For consulting work, all results of the consultation, particularly presentation documents and recommendations made by The Agency are intended exclusively for internal use of the client and may not be published or passed on to third parties, such as banks, auditors, other providers of consulting services etc., without the express consent of The Agency.
Whilst The Agency makes every effort not to breach any copyright, The Client agrees to indemnify The Agency against any action that may arise as a result of using The Agency’s services.
Indemnity
By using the services of The Agency, the Client agrees to indemnify The Agency and its collaborators against any claim, including that of a third party, for compensation or damages resulting from the use of The Agency’s provided service or material or from unsought permissions to use said material.
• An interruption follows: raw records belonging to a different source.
PR #1061, opened 2015-06-11
bosun: denormalizing tsdb metrics in relay

captncraig:
opentsdb metrics with high tag cardinality have poor query performance. This allows the tsdb relay to denormalize and duplicate data based on tags.

It can transform `os.mem.used{host=web01}` to `__web01.os.mem.used{host=web01}` so that queries can use the much lower cardinality metric. Tags, Timestamps and Values will be unchanged in denormalized metrics.

Current configSyntax = `-denormalize=metric1_someTag,metric2_host_cpu`. Allow multiple metrics and multiple tag potentially per metric.

[Review on Reviewable](https://reviewable.io/reviews/bosun-monitor/bosun/1061)


cmd/tsdbrelay/main.go
```diff
@@ -104,4 +115,65 @@ func (rp *relayProxy) ServeHTTP(responseWriter http.ResponseWriter, r *http.Requ
 		resp.Body.Close()
 		verbose("bosun relay success")
 	}()
+	if parse && denormalizationRules != nil {
+		go rp.denormalize(&reader.buf)
```
mjibson: Use `bytes.NewReader(reader.buf.Bytes())` here, as above, because otherwise the reader position of the buffer could be affected by or affect other go routines.

cmd/tsdbrelay/main.go
```diff
@@ -104,4 +115,65 @@ func (rp *relayProxy) ServeHTTP(responseWriter http.ResponseWriter, r *http.Requ
...
+	err = encoder.Encode(relayDps)
+	if err != nil {
+		verbose("error encoding denormalized data points: %v", err)
+		return
+	}
+	if err = gWriter.Close(); err != nil {
+		verbose("error zipping denormalized data points: %v", err)
+		return
+	}
+	u := &url.URL{
```
mjibson: Make this a global var or something since we do it twice.

cmd/tsdbrelay/denormalization.go
```diff
@@ -0,0 +1,69 @@
...
+func parseDenormalizationRules() {
+	if *denormalize == "" {
+		return
+	}
+	denormalizationRules = make(map[string]*DenormalizationRule)
+	rules := strings.Split(*denormalize, ",")
+	for _, r := range rules {
+		parts := strings.Split(r, "__")
+		if len(parts) < 2 {
+			log.Fatal("Denormalization rules must have at least one tag name specified.")
```
mjibson: return err

captncraig: This is on config parsing. I thought we failed fast in that case.

mjibson: yes, but let's try to contain log.Fatal to main(). this should probably take a string, and return the rules, so that it's testable.

captncraig: that's fair.

cmd/tsdbrelay/denormalization.go
```diff
@@ -0,0 +1,69 @@
...
+		}
+		log.Println("Denormalizing", rule)
+		denormalizationRules[rule.Metric] = rule
+	}
+}
+
+func (d *DenormalizationRule) Translate(dp *opentsdb.DataPoint) (*opentsdb.DataPoint, error) {
+	newDp := &opentsdb.DataPoint{Timestamp: dp.Timestamp, Value: dp.Value}
+	tagString := "__"
+	newDp.Tags = dp.Tags
```
mjibson: can this be in the init 2 lines above?

cmd/tsdbrelay/denormalization.go
```diff
@@ -0,0 +1,69 @@
...
+		rule := &DenormalizationRule{Metric: parts[0]}
+		for i := 1; i < len(parts); i++ {
+			rule.TagNames = append(rule.TagNames, parts[i])
+		}
+		log.Println("Denormalizing", rule)
+		denormalizationRules[rule.Metric] = rule
+	}
+}
+
+func (d *DenormalizationRule) Translate(dp *opentsdb.DataPoint) (*opentsdb.DataPoint, error) {
```
mjibson: does it make sense to just do this in place instead of return a new dp?

cmd/tsdbrelay/denormalization.go
```diff
@@ -0,0 +1,69 @@
...
+		if !ok {
+			return nil, fmt.Errorf("tag %s not present in data point for %s.", tagName, dp.Metric)
+		}
+		if i > 0 {
+			tagString += "."
+		}
+		tagString += val
+	}
+	newDp.Metric = tagString + "." + dp.Metric
+	return newDp, nil
```
mjibson: this function doesn't remove any tags from the data point, it just makes the metric name longer. is that the intention?

captncraig: That is correct. If you remove the tags, you risk sending tagless data which tsdb does not like.

cmd/tsdbrelay/denormalization.go
```diff
@@ -0,0 +1,65 @@
...
+		inputTags += fmt.Sprintf("%s=%s", tagk, string(val))
+		outputTags += fmt.Sprintf("%s", string(val))
+		val++
+	}
+	return fmt.Sprintf("%s{%s} -> __%s.%s", d.Metric, inputTags, outputTags, d.Metric)
+}
+
+var denormalizationRules map[string]*DenormalizationRule
+
+func parseDenormalizationRules(config string) (map[string]*DenormalizationRule, error) {
```
mjibson: Isn't this a `denormalizationRules` type?

cmd/tsdbrelay/denormalization.go
```diff
@@ -0,0 +1,65 @@
...
+	m := make(map[string]*DenormalizationRule)
+	rules := strings.Split(config, ",")
+	for _, r := range rules {
+		parts := strings.Split(r, "__")
+		if len(parts) < 2 {
+			return nil, fmt.Errorf("Denormalization rules must have at least one tag name specified.")
+		}
+		rule := &DenormalizationRule{Metric: parts[0]}
+		for i := 1; i < len(parts); i++ {
```
mjibson: `for _, part := range parts[1:]`

cmd/tsdbrelay/main.go
```diff
@@ -15,6 +20,12 @@ var (
 	bosunServer = flag.String("b", "bosun", "Target Bosun server. Can specify port with host:port.")
 	tsdbServer  = flag.String("t", "", "Target OpenTSDB server. Can specify port with host:port.")
 	logVerbose  = flag.Bool("v", false, "enable verbose logging")
+	denormalize = flag.String("denormalize", "os.mem.used__host", "List of metrics to denormalize. Comma seperated list of `metric__tagname__tagname` rules. Will be translated to `___metric__tagvalue__tagvalue`")
```
mjibson: Why is the default `os.mem.used__host`? Should it instead be the empty string?

cmd/tsdbrelay/main.go
```diff
@@ -15,6 +20,12 @@ var (
...
+)
+
+var (
+	tsdbPutURL    *url.URL
```
mjibson: Can we make these strings? They never change.

cmd/tsdbrelay/denormalization.go
```diff
@@ -0,0 +1,65 @@
...
+			rule.TagNames = append(rule.TagNames, parts[i])
+		}
+		log.Println("Denormalizing", rule)
+		m[rule.Metric] = rule
+	}
+	return m, nil
+}
+
+func (d *DenormalizationRule) Translate(dp *opentsdb.DataPoint) (*opentsdb.DataPoint, error) {
```
mjibson: Since this now modifies dp in place, I think the return signature should just be `error`. In our code we have `newDp := d.Translate(...)`, which implies a new dp is created, which is dangerous.

captncraig:
Review status: 0 of 7 files reviewed, 7 unresolved discussions, some commit checks failed.

---

<sup>**[cmd/tsdbrelay/denormalization.go, line 33 \[r3\]](https://reviewable.io:443/reviews/bosun-monitor/bosun/1061#-Jrd6JazBSbmFkpoVcBR-r3-33)** ([raw file](https://github.com/bosun-monitor/bosun/blob/d7cc729d9e107381ba0d70ac00075f4d4622e5aa/cmd/tsdbrelay/denormalization.go#L33)):</sup>
denormalizationRules is a var, not a type.

---

<sup>**[cmd/tsdbrelay/denormalization.go, line 52 \[r2\]](https://reviewable.io:443/reviews/bosun-monitor/bosun/1061#-Jrd6JazBSbmFkpoVcBR-r2-56)** ([raw file](https://github.com/bosun-monitor/bosun/blob/cde66b11ecae8b67622c3070b320e793d731d4e7/cmd/tsdbrelay/denormalization.go#L52)):</sup>
not really, the tag string is built from the tag values in the particular data point.

---

<sup>**[cmd/tsdbrelay/main.go, line 23 \[r3\]](https://reviewable.io:443/reviews/bosun-monitor/bosun/1061#-Jrd6JazBSbmFkpoVcBQ-r3-23)** ([raw file](https://github.com/bosun-monitor/bosun/blob/d7cc729d9e107381ba0d70ac00075f4d4622e5aa/cmd/tsdbrelay/main.go#L23)):</sup>
testing purposed. will change.

---

<sup>**[cmd/tsdbrelay/main.go, line 27 \[r3\]](https://reviewable.io:443/reviews/bosun-monitor/bosun/1061#-Jrd6JazBSbmFkpoVcBQ-r3-27)** ([raw file](https://github.com/bosun-monitor/bosun/blob/d7cc729d9e107381ba0d70ac00075f4d4622e5aa/cmd/tsdbrelay/main.go#L27)):</sup>
Done.

---

<sup>**[cmd/tsdbrelay/main.go, line 136 \[r1\]](https://reviewable.io:443/reviews/bosun-monitor/bosun/1061#-Jrd6JazBSbmFkpoVcBQ-r1-119)** ([raw file](https://github.com/bosun-monitor/bosun/blob/317667dab9be3bf84688b5c8da25502e18ccde65/cmd/tsdbrelay/main.go#L136)):</sup>
Done.

---

<sup>**[cmd/tsdbrelay/main.go, line 178 \[r1\]](https://reviewable.io:443/reviews/bosun-monitor/bosun/1061#-Jrd6JazBSbmFkpoVcBQ-r1-162)** ([raw file](https://github.com/bosun-monitor/bosun/blob/317667dab9be3bf84688b5c8da25502e18ccde65/cmd/tsdbrelay/main.go#L178)):</sup>
Done.

---


Comments from the [review on Reviewable.io](https://reviewable.io:443/reviews/bosun-monitor/bosun/1061)

mjibson:
LGTM

skygragon:
> opentsdb metrics with high tag cardinality have poor query performance.

@captncraig is there any detailed perf data or suffering sightings for this?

Substitution / use of third parties
The Agency is entitled to involve third parties for the delivery of the contracted work.
9. Data protection and data security
The Customer is the sole owner of any Personal Data on its systems and storage media and, as such, may have the purpose and content of its Data Collections; It therefore takes the necessary precautions in accordance with the relevant data protection laws.
10. Term of contract
The individual contract becomes effective upon signing by both parties.
The customer is entitled to waive the provision of consulting services in writing at any time, subject to a period of notice of one month. If a corresponding individual contract is terminated, the customer shall pay the costs of all consulting services already provided and the special precautions taken with regard to the performance of the contract. Payments already made will not be refunded by The Agency.
11. Disputes, Partial invalidity and voidability
The invalidity or contestability of one or more provisions of these General Terms and Conditions shall not invalidate the validity of the General Terms and Conditions. In such a case, the parties shall endeavour to replace the invalid or contestable provision with another valid and enforceable provision which comes as close as possible to the legal and economic content of the repealed provision. The same applies to filling in gaps in the contract.
In the event of disagreement, the parties shall endeavour to try to reach an amicable settlement before bringing the matter before the court and to give at least the other party sufficient opportunity to submit a written statement and to remedy the alleged breach of contract.